MPT: A Large-scale Multi-Phytoplankton Tracking Benchmark
Yang Yu, Yuezun Li, Xin Sun, Junyu Dong
TL;DR
This work addresses the challenge of real-time plankton monitoring by introducing MPT, a large-scale synthetic video benchmark with 140 4K sequences across 27 species and 14 backgrounds, enabling robust evaluation of multi-object tracking in underwater environments. It also presents DSFT, a Deviation-Corrected Multi-Scale Feature Fusion tracker that combines a residual-predicting auxiliary extractor (DCM) with multi-scale feature fusion (MFSF) to mitigate focus shifts and the loss of small-object information during tracking. The authors validate MPT and DSFT through extensive experiments and ablations, showing substantial improvements over baselines and establishing a practical framework for real-time phytoplankton observation and monitoring.
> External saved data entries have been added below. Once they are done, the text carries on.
PR #2855, opened 2026-08-06
fix(preflight): loosen accessibility scrape nav wait to avoid 45s timeout (SITES-49365)

clotton:
## What

Preflight's accessibility check scrapes via the content-scraper accessibility handler, which navigates with `waitUntil: ['networkidle2', 'load']` (both events required). On heavy author/marketing pages whose network never goes idle, `page.goto` aborts at the ~45s nav timeout, the scrape fails, and the audit polls ~10 min and returns an **empty (false-clean)** result.

This sets `accessibilityScrapingParams: { waitUntil: 'domcontentloaded', additionalTimeout: 3000 }` on the Preflight accessibility scrape message so navigation completes reliably (axe needs the DOM built, not an idle network), with a short fixed settle for late/SPA content.

## Scope — Preflight only

- The `accessibilityScrapingParams.waitUntil` / `additionalTimeout` hook **already exists** in the content-scraper accessibility handler, so **no content-scraper change** is needed.
- ASO scheduled accessibility scans are sent from a **different** file (`src/accessibility/handler.js`, config-driven `scrapingParams`) and are **unaffected**. The fleet-wide ASO timeout is tracked separately in **SITES-49369**.

## Provability

Adds an info-level `[preflight-audit]` marker so prod Splunk can confirm the tuning is live (the existing full-message log is debug-only). The query plus the two content-scraper signals are documented in SITES-49365.

## Testing

- Extended `test/audits/preflight.test.js` to assert the scrape message carries `waitUntil: 'domcontentloaded'` + `additionalTimeout: 3000` and that the info marker is emitted.
- `preflight.test.js`: 149 passing; eslint clean.

Fixes SITES-49365. Sibling: SITES-49369 (ASO). Related: SITES-49360 (error surfacing).

## Change Management

```yaml
cm-assessment: v1
changeType: standard
impact: unnoticeable
risk: minor
changeApprovedBy: ["Guy Pelletier", "Dominique Jäggi"]
```

### DIFF
--- a/src/preflight/accessibility.js
+++ b/src/preflight/accessibility.js
@@ -21,6 +21,25 @@ import { formatWcagRule } from '../accessibility/utils/generate-individual-oppor
 
 export const PREFLIGHT_ACCESSIBILITY = 'accessibility';
 
+/*
+ * Navigation tuning for the Preflight accessibility scrape.
+ *
+ * The content-scraper accessibility handler defaults to
+ * waitUntil ['networkidle2', 'load'], which requires the network to fully
+ * settle before axe runs. Heavy author/marketing pages with persistent
+ * background traffic never reach that state, so page.goto aborts at the ~45s
+ * nav timeout, the scrape fails, and the audit returns an empty (false-clean)
+ * result. axe only needs the DOM built, not an idle network, so we navigate on
+ * 'domcontentloaded' (which always fires) and add a short fixed settle for
+ * late/SPA content.
+ *
+ * Scoped to Preflight only: ASO scheduled accessibility scans are sent from
+ * src/accessibility/handler.js (config-driven scrapingParams) and are NOT
+ * affected by this. See SITES-49365.
+ */
+export const PREFLIGHT_A11Y_SCRAPE_WAIT_UNTIL = 'domcontentloaded';
+export const PREFLIGHT_A11Y_SCRAPE_SETTLE_MS = 3000;
+
 /**
  * Generate normalized filename from URL
  */
@@ -105,9 +124,21 @@ export async function scrapeAccessibilityData(context, auditContext) {
         options: {
           enableAuthentication,
           a11yPreflight: true,
+          // Loosen navigation so heavy pages don't 45s-timeout into empty
+          // results; Preflight-scoped, does not affect ASO scans (SITES-49365).
+          accessibilityScrapingParams: {
+            waitUntil: PREFLIGHT_A11Y_SCRAPE_WAIT_UNTIL,
+            additionalTimeout: PREFLIGHT_A11Y_SCRAPE_SETTLE_MS,
+          },
           ...(context.promiseToken ? { promiseToken: context.promiseToken } : {}),
         },
       };
+
+      // Info-level marker so prod Splunk can confirm the nav tuning is live
+      // (the full-message log below is debug-only and not emitted in prod).
+      log.info(`[preflight-audit] site: ${siteId}, job: ${jobId}, step: ${step}. `
+        + `Accessibility scrape nav tuned: waitUntil=${PREFLIGHT_A11Y_SCRAPE_WAIT_UNTIL} `
+        + `settleMs=${PREFLIGHT_A11Y_SCRAPE_SETTLE_MS} (SITES-49365)`);
 
       log.debug(`[preflight-audit] Scrape message being sent: ${JSON.stringify(scrapeMessage, null, 2)}`);
       log.debug(`[preflight-audit] Processing type: ${scrapeMessage.processingType}`);
--- a/test/audits/preflight.test.js
+++ b/test/audits/preflight.test.js
@@ -2359,6 +2359,18 @@ describe('Preflight Audit', () => {
           promiseToken: 'test-token',
         });
 
+        // Preflight-scoped nav tuning: loosen waitUntil so heavy pages don't
+        // 45s-timeout into empty results (SITES-49365). ASO scans are unaffected.
+        expect(message.options.accessibilityScrapingParams).to.deep.equal({
+          waitUntil: 'domcontentloaded',
+          additionalTimeout: 3000,
+        });
+
+        // Info-level marker must be emitted so prod Splunk can prove it is live.
+        expect(log.info).to.have.been.calledWithMatch(
+          'Accessibility scrape nav tuned: waitUntil=domcontentloaded settleMs=3000',
+        );
+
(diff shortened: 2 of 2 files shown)


MysticatBot (approved):
Hey @clotton,

**Verdict: Approve** - clean, well-scoped fix with good test coverage and clear documentation.
**Complexity: LOW** - small targeted fix, single service, 2 files.
_Changes: Passes `accessibilityScrapingParams` with `waitUntil: 'domcontentloaded'` and a 3s settle to the Preflight accessibility scrape message, avoiding the 45s navigation timeout on heavy pages (2 files)._

<details>

- nit: The info-level log at `src/preflight/accessibility.js:138` is described as a rollout-verification marker but will emit on every single Preflight accessibility scrape permanently. Consider demoting to `debug` after confirming the tuning is live, or adding a follow-up to do so.
- suggestion: `PREFLIGHT_A11Y_SCRAPE_WAIT_UNTIL` and `PREFLIGHT_A11Y_SCRAPE_SETTLE_MS` are exported but only consumed within the same file. If the export exists solely for test assertions, the test already validates the outbound message shape directly (which is the stronger behavioral assertion). Keeping them unexported would narrow the module's public contract.
</details>

---

<sub><b>Skill:</b> pr-review | <b>Model:</b> us.anthropic.claude-opus-4-6-v1[1m] | <b>Duration:</b> 0m 42s | <b>Cost:</b> $2.91 | <b>Commit:</b> <code>677d8a3d62a42d43782969ba7a797e7906897398</code><br>If this code review was useful, please react with 👍. Otherwise, react with 👎.</sub>

clotton:
## Local validation — before/after on the three worst offenders

Ran the accessibility handler's navigation semantics (same puppeteer-extra + stealth stack, real Chrome, real sites, same 45s `pageLoadTimeout`) with the OLD `waitUntil` vs this PR's NEW one:

| Site (prod 14d timeouts) | OLD `['networkidle2','load']` | NEW `domcontentloaded` +3s settle | axe violations |
|---|---|---|---|
| T-Mobile (18) | ❌ **45.0s TIMEOUT** — empty (`Navigation timeout of 45000 ms exceeded`) | ✅ 0.53s, HTTP 200 | — → **3** |
| AT&T (5) | ✅ 9.0s | ✅ 1.5s | 2 → **2** |
| Walmart (4) | ✅ 18.8s | ✅ 0.5s | 3 → **3** |

**Takeaways:**
1. **Fix eliminates the timeout.** T-Mobile reproduced the exact prod error under the old wait (empty result); the new wait navigated in 0.53s and returned 3 real axe violations — i.e. empty false-clean → populated.
2. **No axe regression.** Every site returned the identical violation count under the new wait (the 3s settle covers late/SPA content). This was the main risk with `domcontentloaded`.
3. **6×–38× faster navigation** even when the old wait didn't time out, which also reduces preflight latency against the MFE polling budget.

Scope: reproduces the `waitUntil` navigation behaviour faithfully; not the full Lambda/S3/SQS path. T-Mobile matching the exact prod error string confirms it's not a local artifact.

GeezerPelletier (approved):
## Review: loosen accessibility scrape nav wait to avoid 45s timeout (SITES-49365)

Ran the tests and lint against the PR branch locally — **149 passing** (matches the PR's claim exactly), clean eslint on both changed files (verified against the committed blob content directly, bypassing a local Windows CRLF checkout artifact that otherwise produces noisy false positives).

### What it does
Preflight's accessibility scrape was navigating with the content-scraper's default `waitUntil: ['networkidle2', 'load']` — requiring the network to fully settle before axe runs. Heavy author/marketing pages with persistent background traffic (analytics beacons, polling, etc.) never reach network-idle, so `page.goto` aborts at the accessibility profile's 45s nav timeout, the scrape fails, and the audit silently returns an empty (false-clean) result after ~10 minutes of polling. This sets `waitUntil: 'domcontentloaded'` (always fires) + a fixed 3s settle for late/SPA content, scoped to Preflight's own scrape message.

### Verified, not just trusted
Checked the two load-bearing claims against the actual dependent code rather than taking the PR description at face value:
- **The content-scraper hook already exists exactly as described** (`spacecat-content-scraper/src/handlers/accessibility-handler.js:183-196`): `navWaitUntil = accessibilityScrapingParams?.waitUntil || waitUntil || ['networkidle2', 'load']`, then a plain `setTimeout` for `additionalTimeout` after `page.goto` resolves. So this PR genuinely needs no companion content-scraper change.
- **The "~45s nav timeout" is exact**, not rounded for the PR description — `handler-profiles.js:46`, the `accessibility` profile's `pageLoadTimeout: 45000`.
- **The ASO-isolation claim is real.** `src/accessibility/handler.js` (the scheduled ASO path) independently derives its own `accessibilityScrapingParams` from `scrapingConfig?.state?.handlers?.accessibility?.scrapingParams` — a completely separate, config-driven source, with zero shared code path or constant with the Preflight file being changed here. The two files' only shared import is an unrelated WCAG-formatting helper.

### Test quality
The new assertions are exactly the two things worth pinning: the scrape message actually carries the tuned params (`deep.equal` on the whole `accessibilityScrapingParams` object, not just a loose property check), and the new info-level Splunk marker fires with the right values — which matters here specifically because the PR's own stated goal is "provability in prod," so a test that didn't check the log line would leave that half of the fix unverified.

### Minor, non-blocking observation
`domcontentloaded` + a flat 3s settle is a reasonable, conservative tradeoff (axe needs DOM structure, not idle network) but is inherently a heuristic — a sufficiently slow SPA could still render its accessibility-relevant DOM after the 3s window closes, trading "always empty" for "occasionally still incomplete." Given the PR explicitly frames this as fixing a **100%-failure** case (nav timeout abort) rather than claiming perfect coverage, and ships a Splunk marker to make the tuning's effect observable in prod, that seems like the right call — just flagging it as the honest limit of this fix, not a defect.

Small, well-scoped, well-verified fix with accurate isolation claims. Approving.

clotton:
Follow-up: **SITES-49491** — adobe/spacecat-audit-worker#2861 + adobe/spacecat-content-scraper#1009.

The fixed 3s settle introduced here races async/lazy content and causes intermittent accessibility **under-reporting** (verified in prod: the same Casio page returned 4 a11y issues in one run and 0 in another minutes apart — jobIds 019fdc8c vs 019fdc8e). The follow-up adds a **bounded** `page.waitForNetworkIdle()` settle so axe waits for async content and returns consistent results, while keeping this PR's no-45s-hang property (the wait is capped + non-fatal).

Overall, MPT provides a versatile resource bridging detection and tracking in marine contexts, while DSFT offers a specialized online MOT solution tailored to the unique challenges of plankton data and underwater backgrounds.
Abstract
Phytoplankton are a crucial component of aquatic ecosystems, and effective monitoring of them can provide valuable insights into ocean environments and ecosystem changes. Traditional phytoplankton monitoring methods are often complex and lack timely analysis. Therefore, deep learning algorithms offer a promising approach for automated phytoplankton monitoring. However, the lack of large-scale, high-quality training samples has become a major bottleneck in advancing phytoplankton tracking. In this paper, we propose a challenging benchmark dataset, Multiple Phytoplankton Tracking (MPT), which covers diverse background information and variations in motion during observation. The dataset includes 27 species of phytoplankton and zooplankton, 14 different backgrounds to simulate diverse and complex underwater environments, and a total of 140 videos. To enable accurate real-time observation of phytoplankton, we introduce a multi-object tracking method, Deviation-Corrected Multi-Scale Feature Fusion Tracker(DSFT), which addresses issues such as focus shifts during tracking and the loss of small target information when computing frame-to-frame similarity. Specifically, we introduce an additional feature extractor to predict the residuals of the standard feature extractor's output, and compute multi-scale frame-to-frame similarity based on features from different layers of the extractor. Extensive experiments on the MPT have demonstrated the validity of the dataset and the superiority of DSFT in tracking phytoplankton, providing an effective solution for phytoplankton monitoring.